Top of Input material

Issue #7175, opened 2025-03-10
The context window seems to "reset" to earlier points, rather than later points in time


enyst:
> @enyst I want you to see what I mean about the condenser.  It's like it forgets what it just did.
> 
> I'll help you set up the environment for the marketplace platform. Let me start by configuring the ports in the .env.docker file based on the runtime information provided.
> 
> Read the contents of a file
> Now I'll update the .env.docker file with the correct port configuration based on the runtime information:
> 
> Edited the contents of a file
> Now I'll also update the NUXT_PUBLIC URLs to match the new port configuration:
> 
> Edited the contents of a file
> Now I'll run the initialization script in the background as instructed:
> 
> Ran a bash command
> As per the instructions, I will not check the setup.log file. Instead, I'll provide you with the frontend and backend URLs based on the port configuration:
> 
> Frontend URL: http://localhost:54425/ Backend URL: http://localhost:58450/
> 
> The initialization process is running in the background. These URLs will be accessible once the setup is complete.
> 
> Is there anything specific you'd like me to help you with regarding the marketplace platform? I'm ready to assist with any further instructions or tasks.
> 
> can you run setup with sudo
> 
> I'll run the setup script with sudo privileges as requested:
> 
> Ran a bash command
> I notice that the previous setup process has exited with code 1, which indicates there might have been an issue. Now I've started a new setup process with sudo privileges. This is running in the background with the process ID 902.
> 
> As per the instructions, I will not check the setup.log file. The frontend and backend URLs remain the same:
> 
> Frontend URL: http://localhost:54425/ Backend URL: http://localhost:58450/
> 
> These URLs will be accessible once the setup with sudo privileges is complete. The system is now initializing in the background.
> 
> Is there anything else you'd like me to help you with while we wait for the setup to complete?
> 
> instructions/hybrid-page-builder can your read everything in here to see what we're working on
> 
> I'll read the contents of the instructions/hybrid-page-builder directory to understand what we're working on.
> 
> Read the contents of a file
> Let me start by reading the overview to understand the project:
> 
> Read the contents of a file
> Now let's look at the Phase 1 steps to understand the current implementation stage:
> 
> Read the contents of a file
> Read the contents of a file
> Read the contents of a file
> Read the contents of a file
> Let me also check the Phase 2 steps to understand the frontend integration part:
> 
> Read the contents of a file
> Let me check the progress directory to see what has been completed so far:
> 
> Read the contents of a file
[...]

PR #7578, opened 2025-03-28
fix: Context window truncation using `CondensationAction`

csmith49:

---

When an LLM hits a context window limitation, the agent controller chops the history roughly in-half so the agent can continue to make forward progress. This behavior is a necessary fallback but introduces some strange behavior (#7175, for example) when sessions are reloaded, especially when condensers are in play.

#7353 introduced two new primitives that can help to resolve this issue: the `CondensationAction` and the `View`. Instead of relying on the agent controller to maintain an event stream and a history and keep them in-sync modulo any truncations, we can instead

1. Modify the context truncation behavior to emit a `CondensationAction` event. This event records which parts of the history should be removed.
2. Rely on the use of `View` objects downstream instead of the raw `State.history`. When given a list of events, the `View` automatically applies any condensation actions to produce a smaller history that can be used by agents.

This approach effectively stores the context truncation in the event stream/history. If we reload a session or some state gets out-of-sync, we can produce the exact same truncated history directly from the event stream.

(As an added benefit, this uses the same system as condensers, so they shouldn't end up in a position where they have to fight for priority on what/how to truncate.)

To support these changes, this PR makes the following edits:
* `View` definition relocated and `openhands.memory` sub-module structure slightly reorganized. Necessary to avoid circular imports for the next edit.
* `State` objects have a `State.view` property which constructs a `View` directly from the state's history.
* Agent controller context truncation updated to emit `CondensationAction` instead of manually chopping up the history.
* Tests updated.
* References to `state.history` in agents updated to `state.view`.

---


tests/unit/test_truncation.py
```diff
@@ -1,244 +0,0 @@
...
-            controller.state.history
-        )
-
-        # Verify truncation occurred
-        assert len(controller.state.history) < original_history_len
-        assert controller.state.start_id == first_msg._id
-        assert controller.state.truncation_id is not None
-        assert controller.state.truncation_id > controller.state.start_id
-
-    def test_history_restoration_after_truncation(self, mock_event_stream, mock_agent):
```
csmith49, line 187: This test was moved to `test_agent_controller.py` with no change.

tests/unit/test_truncation.py
```diff
@@ -1,244 +0,0 @@
...
-    def agent_step_fn(state):
-        return MessageAction(content='Agent returned a message')
-
-    agent.step = agent_step_fn
-
-    return agent
-
-
-class TestTruncation:
-    def test_apply_conversation_window_basic(self, mock_event_stream, mock_agent):
```
csmith49, line 37: This test was moved to `test_agent_controller.py`, and extended with the checks from `test_context_window_exceeded_handling`.

tests/unit/test_truncation.py
```diff
@@ -1,244 +0,0 @@
...
-        # Check that the history has been truncated before closing the controller
-        assert len(controller.state.history) == 13 < history_len
-
-        # Check that after properly closing the controller, history is recovered
-        asyncio.run(controller.close())
-        assert len(controller.event_stream.get_events()) == history_len
-        assert len(controller.state.history) == history_len
-        assert len(controller.get_trajectory()) == history_len
-
-    def test_context_window_exceeded_handling(self, mock_event_stream, mock_agent):
```
csmith49, line 129: This test was folded into `test_apply_conversation_window_basic` during the move.

tests/unit/test_truncation.py
```diff
@@ -1,244 +0,0 @@
...
-        assert truncated[0] == first_msg  # First message always preserved
-        assert controller.state.start_id == first_msg._id
-        assert controller.state.truncation_id is not None
-
-        # Verify pairs aren't split
-        for i, event in enumerate(truncated[1:]):
-            if isinstance(event, CmdOutputObservation):
-                assert any(e._id == event._cause for e in truncated[: i + 1])
-
-    def test_truncation_does_not_impact_trajectory(self, mock_event_stream, mock_agent):
```
csmith49, line 82: The check for this test was folded into `test_context_window_exceeded_error_handling` (that's _not_ the test originally from this file, note the extra `error` in the name).

tests/unit/test_condenser.py
```diff
@@ -88,16 +88,6 @@ def set_mock_response_content(content: Any):
     return mock_llm
 
 
-@pytest.fixture
-def mock_state() -> State:
```
csmith49, line 92: Turns out we can use actual `State` objects instead of mocks in all these tests :)

csmith49:
To anyone looking at this code: I recommend starting with the `View` class to see how `CondensationAction` events are used, then taking a look at the changes in the agent controller.

The other changes are important but mostly serve to test/support the above.

csmith49:
> Overall, this looks good to me!
> 
> I have a slight concern about the efficiency implications of calling `View.from_events` many times, but maybe it's not a major concern.

Hmm, I see what you mean. I think we'll always have to call it once per-step, but since it's linear in the size of the history that's probably okay. I can optimize away any more calls by caching the view construction in the state.

openhands/controller/state/state.py
```diff
@@ -183,7 +184,7 @@ def get_current_user_intent(self) -> tuple[str | None, list[str] | None]:
         """Returns the latest user message and image(if provided) that appears after a FinishAction, or the first (the task) if nothing was finished yet."""
         last_user_message = None
         last_user_message_image_urls: list[str] | None = []
-        for event in reversed(self.history):
+        for event in reversed(self.view):
```
enyst, line 187: Please correct me if wrong, does this mean that we now try to save view in the state pickle? We [avoid saving](https://github.com/All-Hands-AI/OpenHands/blob/b6321488bc6f45cb7e8598430ae1653b08eb47d9/openhands/events/stream.py#L311) history.

Maybe not a big thing, but this was intended: the reasoning here is that the event stream is the "single source of truth" for the events that exist in the system, and thus saving duplicates in other places than the stream seems like an anti-pattern. It could lead to unexpected results when the two diverge (maybe like, session closed normally and saved a view, then next restore it closed uncleanly and didn't save?).

Can we even pickle a `View`?

openhands/controller/agent_controller.py
```diff
@@ -1046,16 +1045,20 @@ def _init_history(self) -> None:
...
 
         # Save the ID of the first event in our truncated history for future reloading
         if self.state.history:
             self.state.start_id = self.state.history[0].id
 
         # Add an error event to trigger another step by the agent
         self.event_stream.add_event(
-            AgentCondensationObservation(
-                content='Trimming prompt to meet context window limitations'
+            CondensationAction(
```
enyst, line 1059: I think ideally, we could also clean up the code that sets `truncation_id` and the code that restores according to it. Since this should just load normally now and read itself from the events, I think keeping that code is not necessary and maybe it can cause issues.

Probably everything about truncation id, I think, can go. 🤔

enyst (commented):
Very nice PR, thank you for this! I now see better what you had in mind. 👍

openhands/controller/state/state.py
csmith49: I'm with you here. The idea was to define `state.view` using the `@property` decorator, so that it won't actually be serialized while pickling.

But Graham pointed out that using the `view` property as a drop-in replacement for the `history` field means re-computing the view a number of times per-step. So I've updated the `State` implementation to cache the `View` that gets returned and to explicitly avoid serializing anything to do with that caching.

openhands/controller/agent_controller.py
csmith49: I'll trim it out and make sure nothing breaks!

openhands/controller/state/state.py
```diff
@@ -97,8 +97,6 @@ class State:
     # start_id and end_id track the range of events in history
     start_id: int = -1
     end_id: int = -1
-    # truncation_id tracks where to load history after context window truncation
-    truncation_id: int = -1
```
enyst, line 100: Actually, I wonder if it will need to read this from previous pickles? Only this occurrence, to create the object.

csmith49: But it's an easy include if you want peace of mind -- we can mark it deprecated and delete it at any time to fallback to the behavior I mentioned.

enyst: Yes, loading a State created on main branch, with a long conversation and it had this set. I think you're right though. Then it's okay!

openhands/controller/agent_controller.py
csmith49: I've removed all instances. Nothing seems to break, but I'd appreciate a spot check that I'm not removing functionality needed elsewhere in the deletions.

csmith49:
> I tried to play with older streams, and it looks good. I had some fun with Haiku-generated summaries for 400+ events - amazingly it did mostly do a summary indeed, although it didn't respect the format. Sometimes when it's large enough, Sonnet gets taken away by the events and forgets to summarize. 😅

There's a few instances we've seen where the summarization forgets pretty important bits. If you're good with these changes LMK -- once I get this merged I'm going to start improving the summarization prompt.

enyst (approved):
Just to note, it looks like it also works as expected with no condenser enabled/found.

Thank you for this, I think it's absolutely worth taking this in asap and have fun. ☕️

li-boxuan:
Sorry I didn't get a chance to review carefully but I skimmed over it and didn't spot any major issue. Thanks for the fix!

Bottom of Input material

→ Description of the task: For each line above that includes "next", make a copy.

→ Task result:
* `View` definition relocated and `openhands.memory` sub-module structure slightly reorganized. Necessary to avoid circular imports for the next edit.
Maybe not a big thing, but this was intended: the reasoning here is that the event stream is the "single source of truth" for the events that exist in the system, and thus saving duplicates in other places than the stream seems like an anti-pattern. It could lead to unexpected results when the two diverge (maybe like, session closed normally and saved a view, then next restore it closed uncleanly and didn't save?).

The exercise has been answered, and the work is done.